Madison Needs Progress, Not Perfection

Sometimes we need to embrace reality versus being perfect

For several years, I belonged to an entrepreneurs network called Strategic Coach. Every quarter, I would get myself to Chicago to sit with other entrepreneurs from around the world, learning strategies to grow my business. It was truly stimulating, and I use many of the concepts I learned.

One that’s been ringing in my ears lately is Progress, Not Perfection.

Many people—I’m lookin’ at you, A-type control freaks—are obsessed with nailing the latter. They want their website to be perfect. They want their car to be immaculate. They want their bathrooms to shine. They want their children to be angels.

Except websites develop errors, it rains sometimes, people crap and kids are naughty.

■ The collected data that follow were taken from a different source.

PR #15288, opened 2026-08-04
Unload text encoders before loading diffusion models

tvukovic-amd:
On capacity-constrained GPUs (~16 GB), CLIP/T5 text encoders can stay resident on VRAM while the diffusion model loads for sampling. Prompt conditioning is already materialized as tensors at that point, so keeping text encoders loaded wastes VRAM and can severely slow the first sampling pass.

This adds `unload_text_encoders_for_sampling()` and calls it from `load_models_gpu()` before loading non-CLIP models. Text encoders are unloaded when diffusion models are about to load; CLIP-only loads (prompt encoding) are unchanged. The change is skipped on HIGH_VRAM and CPU mode.

**Test platform:** gfx1201, 16 GB VRAM, NORMAL_VRAM, ROCm 7.14, Windows, 1024x1024, batch 1, 2 iterations

### SD3.5 Large FP8 (28 steps)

With all that pressure for perfection, they are miserable. And they make others miserable. What’s worse, they’re often paralyzed; they focus so intently on making things perfect that they never make anything at all.

We see this with Madison Prep. Nitpickers like the ACLU and certain members of the School Board want a bulletproof plan for an experiment that’s never been tried in Madison. Clearly these folks want perfection.

In focusing on the minute details, they’ve lost sight of the larger picture. In their quest for perfect gender balance, guaranteed outcomes, and an airtight balance sheet, community leaders are conveniently forgetting that for more than forty years, Madison has underserved black kids, and starting by helping black boys might be okay.

This is as obvious as a ham sandwich, but if you’re entrenched in your position and demand perfection, you can’t see it.

In his bestseller Good to Great, Jim Collins famously wrote, “Good is the enemy of great.” But what we’re seeing in Madison and in policy discussion everywhere is that great is also the enemy of good.

New studies show that kids who are motivated by getting high grades choose classes they know they can ace. I used to be one of those kids. When asked in high school why I didn’t try out for a new sport, I said, “Because I only do things I know I’ll be great at.”

Thankfully when I studied overseas, I learned flexibility. I still wanted good grades; I just became more willing to balance them with exciting new adventures.

But the result for kids who never break out of that good-grades rut is that they don’t try things that would truly challenge them.

Research shows that kids who are rewarded for trying—for putting in Herculean effort to solve a problem, regardless of outcome—are more successful over time than GPA-focused kids. They’re unafraid. They believe, like Steve Jobs, that the journey is the reward.

Let’s take this up one notch, to the national level.

Mitch Daniels, Indiana’s Republican governor, poked a stick in the eye of his own party when he told the 2011 C-PAC audience: “Our first thought is always for those on life’s first rung, and how we might increase their chances of climbing.” He went on to say that if the Republican Party is to endure, it must create large coalitions of folks who aren’t perfectly aligned but who are committed to progress.

Mr. Daniels’s position is that American progress has always been about upward economic mobility. And if we’re not focused on that, we’re missing the point.

I think Mr. Daniels is right.

Bringing this back to Madison, we’ve underserved nonwhite populations for a long time. Inadvertently perhaps, we’ve prevented them from reaching the first rung of the ladder.

And it’s obvious to me that Madison’s aging white “progressive” baby boomers want “perfect” solutions, rather than settling for those that “merely” create momentum.

News flash: If we keep waiting for “perfect,” progress will never come, and Madison will become, as writer and former Isthmus editor Marc Eisen recently quipped, “an amusement park for aging hippies.”